New approaches in clinical research informatics

Varghese et al. report about a study portal to visualize the geographic distribution of study research networks [25]. This system helps to find clinical studies for a specific disease in the vicinity of a certain location. The portal applies public data and semantic annotation. It is another medical informatics approach to support clinical studies with new digital health systems. Of note, patient recruitment is a well-known challenge for clinical research: on a global perspective, only about one third of clinical trials can be completed on time. The COVID-19 pandemic clearly demonstrated that speed matters in medical research. Thus, routine care and research need to be much more connected to establish a learning health system. Open metadata and data integration (data FAIRification [24]) are key success factors to leverage information systems to speed-up and improve clinical research.

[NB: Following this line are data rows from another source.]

PR #328, opened 2026-09-19
fix(mpp): send preflightCommitment with sendTransaction so confirmed-only blockhashes are accepted

seekdaseek:
`broadcastTransaction` sends `sendTransaction` without `preflightCommitment`, so preflight runs against the finalized bank while the challenge blockhash is minted at `confirmed`. For roughly the first 12 seconds of a blockhash's life the preflight bank has never seen it, and the RPC rejects the transaction with `Blockhash not found`.

The failure is deterministic and inverted from what you would guess: a client that pays **fast** always fails, and one that dawdles past finality succeeds.

## The mismatch

Three RPC calls in one settlement path, one of which disagrees:

| step | call | commitment | file |
|---|---|---|---|
| challenge blockhash | `getLatestBlockhash` | `confirmed` | `typescript/packages/mpp/src/server/Charge.ts:182` |
| pre-broadcast check | `simulateTransaction` | `confirmed` | `typescript/packages/mpp/src/server/Charge.ts:1327` |
| broadcast | `sendTransaction` | **unset** | `typescript/packages/mpp/src/server/Charge.ts:1352` |

Solana's RPC reference for `sendTransaction`: *"preflightCommitment — Commitment level to use for preflight when `skipPreflight` is `false`. Default `finalized`."* `skipPreflight` itself defaults to `false`. In agave, `rpc/src/rpc.rs` passes `None` when `preflight_commitment` is unset, `bank()` resolves it with `commitment.unwrap_or_default()`, and `solana-sdk`'s `CommitmentLevel` derives `#[default] Finalized`.

The same chain in agave on `master`, by function name: `fn send_transaction`
passes `commitment: None` into `get_bank_with_config` when `preflight_commitment`
is unset and `skip_preflight` is `false`; `fn get_bank_with_config` calls
`self.bank(commitment)`; `fn bank` does `commitment.unwrap_or_default()`; and in
`anza-xyz/solana-sdk`, `commitment-config/src/lib.rs`, `CommitmentLevel` derives
`Default` with `#[default]` on `Finalized`.

Because `simulateTransaction` is explicitly at `confirmed` (`Charge.ts:1327`) it passes, so the mismatch never surfaces until the send step.

It is also invisible in sandbox: Surfpool stamps a synthetic always-valid blockhash (`SURFPOOL_BLOCKHASH_PREFIX = 'SURFNETxSAFEHASH'`, `typescript/packages/mpp/src/server/network-check.ts:25`) which has no finality semantics, so the confirmed/finalized split does not exist there.

## Every affected call site

A later measurement corrected this section. The first version of this table
listed all seven sites as broken; that overstated it. `@solana/kit` 6.10.0's
`createSolanaRpc` injects `preflightCommitment: 'confirmed'` itself, so any
site that goes through a kit client was already sending it. Measured against a
capturing HTTP listener on kit 6.10.0, before any change in this PR:

```
caller passed omitted    -> wire: {"encoding":"base64","preflightCommitment":"confirmed"}
caller passed processed  -> wire: {"encoding":"base64","preflightCommitment":"processed"}
caller passed confirmed  -> wire: {"encoding":"base64","preflightCommitment":"confirmed"}
caller passed finalized  -> wire: {"encoding":"base64"}
```

So the sites divide into three groups.

**Genuinely broken — build the JSON-RPC body by hand, no kit involved:**

| file | site | blockhash minted at |
|---|---|---|
| `server/Charge.ts:1352` | `broadcastTransaction` | `confirmed` (`Charge.ts:181`), simulates at `confirmed` (`:1327`) |
| `server/Subscription.ts:1048` | `broadcastTransaction` | `confirmed` (`Subscription.ts:187`), simulates at `confirmed` (`:1023`) |

These two are the fix. They are also the two the added test assertions cover.

**Defensive — the RPC client is injected, so the default is the caller's:**

| file | site |
|---|---|
| `server/session/on-chain.ts:790` | `submitTopUpTx` |
| `server/session/on-chain.ts:944` | `submitOpenTx` |
| `server/session/on-chain.ts:1055` | `submitSettleAndDistribute` |

All three take `args.rpc`, typed `RpcLike` (`Session.ts:1437`), which is
either a `createSolanaRpc` client *or* a custom `SubmitOpenRpc` duck-type. A
kit client already defaults; a custom one need not. They also build on
`buildAndSignWireTransaction`, which mints at `confirmed`
(`session/wire-tx.ts:37`), so the mismatch is reachable with a
non-kit client.

**No-op, kept as explicit intent — already defaulted by kit:**

| file | site |
|---|---|
| `client/Charge.ts:128` | push mode broadcast |
| `client/Subscription.ts:222, :487` | activation, authority init |

These construct their own client with `createSolanaRpc` (`client/Charge.ts:117,189`,
`client/Subscription.ts:217,282,452,506`), so `preflightCommitment: 'confirmed'`
was already on the wire. Writing it out changes no behaviour; it is kept so the
requirement is visible at the call site rather than inherited silently.

`Session.ts` itself only declares the `sendTransaction` shape and duck-types an
injected client, so it reads as unaffected — but the calls it delegates to are
the three in `session/on-chain.ts` above.

`skipPreflight` is unchanged everywhere. `submitSettleAndDistribute` passed no
`skipPreflight` at all and still does not: the default is `false`, so preflight
was already on there and only needed aiming.

## Why it is duplicated

The TypeScript implementation inlines `simulateTransaction` and
`broadcastTransaction` per module — `server/Charge.ts` and
`server/Subscription.ts` carry near byte-identical copies — so one omission
became seven. `python/src/solana_pay_kit/_paycore/rpc.py` and
`go/paycore/solanatx/solanatx.go` keep the equivalent in a shared RPC helper,
which is why neither carries it twice. Folding these into one helper looks
worthwhile as a follow-up; deliberately not done here, to keep this PR to the
one-line shape.

## Measured

Same transaction, same freshly minted `confirmed` blockhash, simulated against mainnet at both commitments:

```
commitment=confirmed   value.err=null
commitment=finalized   value.err="BlockhashNotFound"

confirmed slot : 448354281
finalized slot : 448354250
finality lag   : 31 slots (~12.4s)
```

## Proof on mainnet

Found while integrating `@solana/mpp` 0.7.0 into **x402.ochinimus.app**, a live paid API, so the 402 can be verified directly rather than taken on trust.

Before the change, a mainnet payment was rejected 3.7 s after the challenge was issued — inside the 12.4 s window — with nothing wrong with the credential: `transferChecked`, 1000 base units of USDC (`EPjFWdd5AufqSSqeM2qN1xzybapC8G4wEGGkZwyTDt1v`), the correct derived recipient ATA, validly signed, and using the server-supplied `recentBlockhash` as §7.2 recommends.

With this one-line change applied to the installed package, the same flow settled:

```
signature : 3jZnZQ4Qxx1oGrWv3jj2sKz5oGW6EKSgBBwVmthfpo48jVkSMdrW1yphpaapEMHtYcAzbMEmgQbZFUn446xYxCg3
slot      : 448360973
blockTime : 2026-09-19T09:01:29Z
fee       : 5001 lamports, paid by the payer (feePayer:false)
status    : finalized, meta.err = null
```

Verified from a public RPC independent of the one the server used.

## The kit already does this in its other implementations

TypeScript is the only one that omits it:

| language | file | line |
|---|---|---|
| PHP | `php/src/Protocols/Mpp/Server/SolanaChargeHandler.php` | 283 |
| Python | `python/src/solana_pay_kit/_paycore/rpc.py` | 107 |
| Go | `go/paycore/solanatx/solanatx.go` | 317 |
| **TypeScript** | `typescript/packages/mpp/src/server/Charge.ts` | **1352** |

The PHP one is the MPP charge handler itself, so this is an inconsistency inside one protocol implementation rather than a difference between unrelated components.

The Rust spine does it deliberately too: `rust/crates/kit/src/core/rpc.rs:64`,
`pub fn preflight_config(rpc: &RpcClient)` sets
`preflight_commitment: Some(rpc.commitment().commitment)`, and
`send_and_confirm_transaction` uses it (`:117`). The module header names the
same failure this PR fixes — flows that "can hit false-negative preflight
simulations when the RPC bank lags a confirmed dependency" (`:9-13`).

## Why not `skipPreflight: true`

That is the obvious workaround for this failure, and it is worth naming so it is not reached for: it discards the simulation the spec relies on to catch invalid transactions before fees are spent. §11.1 makes that simulation mandatory in fee-payer mode — *"If feePayer is true, simulate the transaction using the simulateTransaction RPC method."* — and only a SHOULD otherwise, so the cost of skipping it lands hardest exactly where the server is paying. This change keeps `skipPreflight: false` and aims the preflight at the bank the blockhash actually came from.

## Affected versions

| | version | published |
|---|---|---|
| npm `latest` | 0.7.0 | 2026-07-13 |
| repo HEAD | 0.11.0 | unpublished |

`npm view @solana/mpp versions` lists `0.0.0` through `0.7.0`; **0.8 through 0.11 were never published**. So the published package predates `draft-solana-charge-00` (published 19 September 2026) and carries the omission, and HEAD carries it too — the line is identical in `dist/server/Charge.js:982` of 0.7.0 and in `src/server/Charge.ts:1352` at HEAD.

`gh search issues` and `gh search prs` for `preflightCommitment` in this repo both return zero results, so this does not appear to have been reported.

## Spec alignment

§12.5, on the pull path this function serves: *"For type="transaction" credentials, the server controls the broadcast and confirmation process. Servers MUST wait for at least confirmed commitment before returning the receipt."*

`confirmed` is therefore the commitment the settlement path is already specified around. This change makes the three RPC calls agree with each other and with that clause rather than loosening anything.

An alternative fix would be to mint the challenge blockhash at `finalized`, but that is strictly worse: it spends ~12 s of the blockhash's ~60 s validity before the client ever sees it.

## Verification

Run in this repo with the change applied, from `typescript/`:

```
pnpm install --frozen-lockfile     ok
pnpm --filter @solana/mpp build    ok
pnpm lint                          ok
pnpm format:check                  All matched files use Prettier code style!
pnpm typecheck                     ok (packages/mpp, packages/pay-kit)
pnpm vitest run packages/mpp       30 files, 468 tests passed
```

The surfpool integration leg was not run locally: it needs `SURFPOOL_DATASOURCE_RPC_URL`, which CI supplies as a secret.


typescript/packages/mpp/src/server/Charge.ts
```diff
@@ -1349,7 +1349,7 @@ async function broadcastTransaction(rpcUrl: string, base64Tx: string): Promise<s
             id: 1,
             jsonrpc: '2.0',
             method: 'sendTransaction',
-            params: [base64Tx, { encoding: 'base64', skipPreflight: false }],
+            params: [base64Tx, { encoding: 'base64', preflightCommitment: 'confirmed', skipPreflight: false }],
```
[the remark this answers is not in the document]
seekdaseek: Confirmed — the subscription path carries the same mismatch: `server/Subscription.ts` mints its blockhash at `confirmed` (`:187`), simulates at `confirmed` (`:1023`), then broadcasts with no `preflightCommitment` (`:1048`). It is now fixed in this PR.

Sweeping the rest of the package turned up four more sites with the same shape, all fixed in the same commit: `submitTopUpTx`, `submitOpenTx` and `submitSettleAndDistribute` in `server/session/on-chain.ts`, which build on `buildAndSignWireTransaction` (`session/wire-tx.ts:37`, also `confirmed`), plus the client broadcasts in `client/Charge.ts` and `client/Subscription.ts`. `Session.ts` only declares the `sendTransaction` shape and duck-types an injected RPC client, so it reads as unaffected — but the calls it delegates to are those three in `session/on-chain.ts`.

`skipPreflight` is unchanged everywhere. Verified with `pnpm --filter @solana/mpp build`, `pnpm lint`, `pnpm format:check`, `pnpm typecheck` and `pnpm test` — 42 files, 561 tests, all passing.

EfeDurmaz16 (commented):
The fix is correct. The RPC node falls back to `finalized` when `preflightCommitment` is unset, while the charge and subscription paths fetch the blockhash, simulate, confirm and verify at `confirmed`, so preflight was the only outlier. It also matches the Rust spine (`preflight_config` in `rust/crates/kit/src/core/rpc.rs`). Two notes inline.

Both commits are unsigned, so GitHub shows them as Unverified, and `main` has a required-signatures rule. Please sign both and force-push.

Verified against the agave RPC source and by running the installed @solana/kit 6.10.0. Reproduced on mainnet: a fresh `confirmed` blockhash is valid at `confirmed` and not valid at `finalized` (`isBlockhashValid`), finalized was 31 slots behind. CI has not run yet, the workflows are waiting for maintainer approval.

typescript/packages/mpp/src/server/Charge.ts
EfeDurmaz16, line 1352: Nothing pins this option, and Surfpool cannot see the bug because its blockhash is synthetic, so a unit assertion is the only guard against it being dropped again. The `sendTransaction` branch of `mockServerBroadcastFetch` in `charge.test.ts` (:1776) can capture `body.params[1]` and assert `preflightCommitment` is `confirmed`. The `sendTransaction` case in `subscription-server.test.ts` (:715) can do the same for the subscription broadcaster.

typescript/packages/mpp/src/client/Charge.ts
```diff
@@ -127,6 +127,7 @@ export function charge(parameters: charge.Parameters) {
                 const signature = await rpc
                     .sendTransaction(encodedTx, {
                         encoding: 'base64',
+                        preflightCommitment: 'confirmed',
```
EfeDurmaz16, line 130: This edit does not change the request. `createSolanaRpc` in @solana/kit 6.10.0 already adds `preflightCommitment: 'confirmed'` to `sendTransaction` through its default-commitment transformer. I ran it with a capturing transport and the old params go out as `{"encoding":"base64","skipPreflight":false,"preflightCommitment":"confirmed"}`. So the client sites never hit the bug, only the two raw `fetch` broadcasters did, and the "Every affected call site" table in the description overstates it. Fine to keep as explicit intent. The three `session/on-chain.ts` sites are different: `args.rpc` is injected, so there the explicit option protects an rpc that does not default to `confirmed`.

seekdaseek: Measured it rather than taking the client sites on trust, and you are right. Against a capturing HTTP listener on @solana/kit 6.10.0, `createSolanaRpc` injects `preflightCommitment` regardless of what the caller passes: omitted goes out as `confirmed`, `processed` passes through, `confirmed` passes through, and `finalized` is dropped entirely. The client sites build their own client (`client/Charge.ts:117,189`, `client/Subscription.ts:217,282,452,506`), so they were never broken.

The description's table is corrected into three groups: the two raw `fetch` broadcasters that were genuinely broken, the three `session/on-chain.ts` sites where `args.rpc` is injected as `RpcLike` and may be a non-kit duck-type so the option is defensive, and the client sites where it is a no-op kept as explicit intent. The body says the earlier table overstated it and gives the measurement that corrected it. Code unchanged, per your note that keeping it is fine.

Assertions added at both sites you named. `charge.test.ts` and `subscription-server.test.ts` now capture `params[1]` and assert `preflightCommitment: 'confirmed'` with `skipPreflight: false`. Removing the option fails 12 tests in the first and 2 in the second.

Also confirmed the Rust spine by opening it: `preflight_config` at `rust/crates/kit/src/core/rpc.rs:64` sets `preflight_commitment: Some(rpc.commitment().commitment)`, used by `send_and_confirm_transaction` at `:117`, and the module header at `:9-13` names the same failure — flows that "can hit false-negative preflight simulations when the RPC bank lags a confirmed dependency".

All three commits are now signed and show Verified. Full suite green: build, lint, format:check, typecheck and 561 tests across 42 files.

seekdaseek:
Following up with a live mainnet settlement through the patched path.

**Signature:** [`3mbbU85h3JLxnuQbq2YvXr3hjvLsixYyvUYuPgrJj3jWidkVJyWdVBGE7iUcN6CN6VsMUqUDhWk9ag1GuSY9KD2g`](https://solscan.io/tx/3mbbU85h3JLxnuQbq2YvXr3hjvLsixYyvUYuPgrJj3jWidkVJyWdVBGE7iUcN6CN6VsMUqUDhWk9ag1GuSY9KD2g)

Server-side `@solana/mpp@0.7.0` with this patch applied, `feePayer: false`, `type="transaction"` credential so the server broadcasts. Verified on chain through the public RPC rather than the server's own: slot 448534662, `err: null`, fee 5001 lamports paid by the payer, USDC 0.099 → 0.098 on the payer and 0.033532 → 0.034532 on the recipient. HTTP 200 on the retry, and a replay of the same signature is refused with `verification-failed` / "Signature already consumed".

**On what this does and does not prove, since I would rather be precise than overstate the PR.**

It does not prove the broadcast took the patched line. I did not capture the outgoing `sendTransaction` params, and by the time I went looking the challenge blockhash had already expired, so the finalized-bank state at broadcast time cannot be reconstructed retrospectively. What I can say is narrower: the file on the server carries the patch, the process loaded that file, and the payment succeeded roughly 2.9s after the challenge was minted at `confirmed` — which is inside the window this PR is about.

I also tried to build the negative control properly and could not, for a reason worth recording. Reverting the patch in a scratch tree does not produce a failing payment, because the layer's own boot assertion refuses to start at all on an unpatched dependency, so no challenge is served and there is nothing to pay. Bypassing that assertion does serve a live unpatched challenge, but the scratch host then advertises an `https://localhost:<port>` resource URL with no TLS listener, so the client cannot complete against it either. That is a property of tunnelling a scratch port, not of the patch.

So: a real settlement landed, and the timing is consistent with the fix mattering, but the direct observation is still missing. If a maintainer wants the airtight version, the cheapest shape is probably a unit-level test that calls `broadcastTransaction` twice with one freshly-signed transaction — once patched, once not — against a blockhash minted at `confirmed`, and asserts the unpatched call returns "Blockhash not found".

seekdaseek:
Second settlement, this time through the `pay` CLI itself rather than a hand-rolled client, against the other gated route.

**Signature:** [`2TFZpJd4ZijoFvNJbBjEohpAxQegHk27pCFmcQCcqHk3TPnad397iTK2DH3qLnyxuTjVvV84bUnT5RMv3R9VfGdD`](https://solscan.io/tx/2TFZpJd4ZijoFvNJbBjEohpAxQegHk27pCFmcQCcqHk3TPnad397iTK2DH3qLnyxuTjVvV84bUnT5RMv3R9VfGdD)

`pay fetch --account <mainnet account> https://x402.ochinimus.app/api/btc-price`. Verified through the public RPC: slot 448535554, `err: null`, fee 5001 lamports paid by the payer, USDC 0.098 → 0.097 on the payer and 0.034532 → 0.035532 on the recipient. Server recorded it `settled` with the signature in its audit row.

Worth recording for anyone else automating the CLI: a mainnet account with `auth_required: true` blocks in `pay_keystore::macos::TouchId::AuthGate::authenticate`, which shells out to `~/.cache/pay/pay.sh authenticate` and polls for a biometric approval. In a headless or background context that never resolves and the process holds zero TCP sockets, so it looks like a network hang but never reaches the network at all. `sample <pid>` names it immediately. With the prompt approved interactively the same command completes in seconds.

The caveat in my previous comment stands unchanged: neither settlement demonstrates the broadcast took the patched line, only that payments in this window succeed against a patched server.

seekdaseek:
@EfeDurmaz16 both of your notes are in as of 04a386b — the three commits are signed and show Verified, and the assertions sit at the two raw broadcasters you named, capturing `params[1]` and asserting `preflightCommitment: 'confirmed'` with `skipPreflight` still `false`.

This is now blocked on two things that need write access rather than on code: 9 workflow runs are still awaiting maintainer approval, so CI has never run against this branch, and one approving review. If you are able to release the runs, the checks can make the case instead of my screenshots.

One sequencing note for whoever picks it up: solana-foundation/surfpool#813 and this PR are the same defect at two layers, and that description says it "hid a deterministic mainnet failure from pay-kit's Surfpool CI" — which is why this repo's own sandbox cannot currently reproduce the bug. Once #813 lands I am happy to add the surfpool integration test here. It would fail without this patch and pass with it, which is the negative control I could not build against a live host.

EfeDurmaz16:
LGTM, thanks! Could you shorten the PR description to the problem, fix, and tests? It’s quite so long for this change. I opened #813 already and will merge it when I get a chance :)

EfeDurmaz16 (approved):

EfeDurmaz16:
Surfpool https://github.com/solana-foundation/surfpool/pull/813 is now merged. I ran all 8 MPP integration tests against that exact commit (`dc825309`), and they passed. Removing this fix makes the pull-payment test fail with `Blockhash not found`, so the regression is now reproducible and covered. Thanks!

Common data models in practice

The question of interoperability holds also for database schemas. A natural approach is to design a database schema oriented to the needs of the specific use case. Schema designs often refine over time to reflect new requirements and thus become more complex. Common data models (CDMs) are schemas that claim to cover a broader range of use cases. They are based on a model that has been consented in a circle of experts and developed over a longer period of time. Although new functionalities are added to CDMs, their core is often stable. This leads to the development of an ecosystem of different tools from the user community. However, the major advantage of using a CDM is the uniformity of data in distributed repositories. This allows for distributed, reproducible analyses across multiple sites from different regions or domains with large numbers of subject and thus tends to have greater statistical power. Furthermore, the clearly defined semantics allow results from different studies to be compared. If existing data is to be transferred to a CDM, complex schema matching is necessary. This process is called data standardization. Haberson et al. [26] examine to what extent the Observational Medical Outcomes Partnership (OMOP) CDM is suitable to represent the data of the Austrian Health Claims Database GAP-DRG, which contains entries from 95% of the population. For their purpose, they select a manageable subset of the data. The actual transformation is preceded by a vocabulary mapping, since OMOP is based on standard medical terminologies like the International Classification of Diseases (ICD) or SNOMED CT and the locally used catalogs have to be mapped to the preferred universal concepts, which can be semantically challenging. As a result, certain variables cannot be mapped if, for example, the algorithmic basis differs too much. Although the proof of feasibility has not yet been demonstrated beyond doubt and requires further research, a plea for the use of international terminologies that would make such mapping steps obsolete can be gleaned from the issues described.

Lessons learned

In conclusions, ICT for health science research is an ongoing field, and several new aspects have been added due to the current pandemic. Still, there is a “revolutionary potential of informatics for all aspects of biomedicine and healthcare” [2]. In particular:

  • Data matters: FAIR reusable and interoperable data is required to improve health and well-being. This includes further standardization to achieve semantical interoperability between the healthcare providers, not only on a national level, but also internationally, as we are facing today global health crises. In this context, the concept of a “broad consent” [27] becomes further important.

  • Security matters: Exchanging health data requires reliable and secure ICT infrastructure, not only for clinical trials but also for contact tracing and tracking. Good medical informatics practice can seed trust such that individuals participate and donate their health data to the public.

  • Time matters: After one year of pandemic, still relevant data is transported paper-based. This holds for Germany (e.g., the invitations for vaccination are snail-mailed) as well as for other countries. This causes delays and bias to statistics, false interpretation of data, and wrong actions. Improved ICT can resolve this problem, too.